But the innovations do not stop there. Astrakhan’s governor Igor Babushkin, who is running for re-election, has included in his «troika» a former Ukrainian MP Andriy Derkach, who had fled to Russia. This is not the first Ukrainian politician to be delegated to the Federation Council. Dmytro Vorona, a former deputy justice minister of Ukraine, represents the annexed part of the Zaporizhzhya region in the Upper House. However, Vorona has been living in annexed Crimea since 2014, was an adviser to Aksyonov, and has some knowledge of Russian politics. Derkach has no such knowledge, nor does he know the region he is supposed to represent. There are also members of the special services among the new additions to the governors’ «troikas.» Take, for example Andrei Kul’ba, deputy head of the Presidential Control Directorate and a former Federal Security Service (FSS) officer, who the Murmansk’s governor Andrey Chibis included on his list. Kul’ba has no connection whatsoever to the Murmansk region. Dmitry Demeshin, the acting head of Khabarovsk Krai, nominated Andrei Serezhnikov to join the Federation Council: earlier, Serezhnikov headed the region’s FSS, and at some point in his career he was at the helm of FSS in Chechnya. These nominations show that the Upper House is becoming a place of honorary retirement for law enforcement officers, which was not very typical for the Federation Council before when the practice of delegating siloviki to it was more of an exception.

So far, federal politicians and opportunists share the Upper Chamber with prominent regional politicians, but in the future the local component in the Federation Council will be eroded more and more.

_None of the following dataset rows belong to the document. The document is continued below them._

PR #1071, opened 2026-09-02
main: allow --contimeout for daemon connections over --rsh

Zeno-sole:
The --contimeout guard rejected the option whenever connect_timeout was set and the connection was not being made by a socket, so a daemon reached through a remote shell (daemon_connection == 1) was refused the same way as a plain non-daemon remote-shell transfer.  That is how rsync-ssl talks to a daemon: it runs rsync with --rsh pointing at its helper, so "rsync-ssl --contimeout=60 host::mod" died with "The --contimeout option may only be used when connecting to an rsync daemon" before it could even connect.

Only reject --contimeout when there is no daemon connection at all, so the option is accepted for a daemon-via-rsh connection (and still works unchanged for the socket daemon path, which returns earlier through start_socket_client).

Add a regression test that drives a daemon-via-rsh invocation and asserts the option is not rejected, while a plain remote-shell destination is still refused.


steadytao (approved):
CI failures are on master. Ubuntu fixed. Cygwin pending. LGTM.

PR #1075, opened 2026-09-02
daemon: distinguish inetd from local stdin sockets

### LINKED ISSUE #1068: Rsync daemon fails to start if PTY not allocated on Android
I’m running a static build of Rsync for ARM that I built using Nix (`nixpkgs#pkgsCross.aarch64-android.pkgsStatic.rsync`) on an Android phone (specifically a Google Pixel 10 Pro XL running GrapheneOS) via ADB.

Rsync fails to start if it’s launched without a PTY. ADB shell creates a PTY if it’s run without a specific command and thus launches an interactive shell, but doesn’t otherwise (unless you pass -tt). The way I go about driving an ADB shell is usually by launching the noninteractive shell and piping a script to it due to ADB’s strange handling of arguments.

I’m running Rsync with the following command line:
```
/data/local/tmp/rsync --daemon --no-detach --config=/data/local/tmp/rsyncd.conf --verbose --log-file=/data/local/tmp/rsyncd.log
```
The config file reads:
```
address = 127.0.0.1
port = 60873
[user]
path = /storage/emulated/0/
read only = false
```
The log file shows the following error message:
```
2026/08/30 17:31:02 [9693] malformed address : Name does not resolve
2026/08/30 17:31:02 [9693] connect from UNKNOWN ()
2026/08/30 17:31:02 [9693] rsync: [Receiver] failed to set socket option SO_KEEPALIVE: Permission denied (13)
```
Rsync itself prints to stderr:
```
@RSYNCD: 32.0 sha512 sha256 sha1 md5 md4
@ERROR: protocol startup error
```

I’m not sure if this an Rsync bug or an ADB or Android bug.

steadytao:
May fix #1068

## Summary

Require stdin to be a connected IPv4 or IPv6 stream socket before selecting inetd mode.

ADB shell without a PTY presents stdin as a local socket. The existing `is_a_socket(STDIN_FILENO)` check therefore mistakes the ADB process channel for an accepted rsync connection. Rsync then attempts client-address lookup and `SO_KEEPALIVE` on that socket before writing the rsync daemon greeting.

Local sockets are now treated as ordinary process I/O, allowing `--daemon --no-detach` to enter its normal listening loop. Genuine inetd connections remain detected through their connected IP stream and `--no-detach` retains its documented no-op behaviour in inetd mode.

### DIFF
--- a/clientserver.c
+++ b/clientserver.c
@@ -1722,9 +1722,27 @@ static void become_daemon(void)
 	}
 }
 
+/* Inetd supplies a connected IP stream on stdin. Other launchers may use a
+ * local socket for process I/O, which must not select inetd mode. */
+static int is_inet_stream_socket(int fd)
+{
+	struct sockaddr_storage ss;
+	struct sockaddr *sa = (struct sockaddr *)&ss;
+	socklen_t ss_len = sizeof ss;
+	int type;
+	socklen_t type_len = sizeof type;
+
+	if (getpeername(fd, (struct sockaddr *)&ss, &ss_len) < 0
+	 || getsockopt(fd, SOL_SOCKET, SO_TYPE, (char *)&type, &type_len) < 0)
+		return 0;
+
+	return type == SOCK_STREAM
+	    && (sa->sa_family == AF_INET || sa->sa_family == AF_INET6);
+}
+
 int daemon_main(void)
 {
-	if (is_a_socket(STDIN_FILENO)) {
+	if (is_inet_stream_socket(STDIN_FILENO)) {
 		int i;
 
 		/* we are running via inetd - close off stdout and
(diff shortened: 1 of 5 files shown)


schuelermine:
@steadytao I have built this version and tried to run it. Unfortunately, it throws errors about not being able to parse the rsyncd.conf file.
```
Failed to parse config file: /data/local/tmp/rsyncd.conf
```
The file says:
```
address = 127.0.0.1
port = 60873
[user]
path = /storage/emulated/0/
read only = false
```

schuelermine:
Same thing happens if I give it an empty config file.

schuelermine:
(on the Android device, I should say)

As a result, the Chamber, which is meant to represent local, regional interests will no longer correspond not only to the spirit (senators are already working for the Kremlin, not for the interests of regional residents), but also to the letter of the law. The Federation Council will simply be a place where certain perks and bonuses can be handed out to people who the system deems useful at the moment, and the legislative function will be reduced to rubber-stamping the laws and amendments needed by the Kremlin under the supervision of professionals at the head of the committees, such as Andrey Klishas. This institution will no longer retain any serious political function it once had. The siloviki have already hinted at this to the senators. The arrest of Dmitry Savelyev, the representative of the Tula region, which we covered last week, took place at a symbolically important meeting closing the autumn session, and FSS officers and Prosecutor General Igor Krasnov entered the hall during the farewell speech of the Federation Council Chairwoman Valentina Matvienko. For the law enforcement agencies, the ritual of Savelyev’s public arrest was more important than sparing the senators’ feelings and prestige.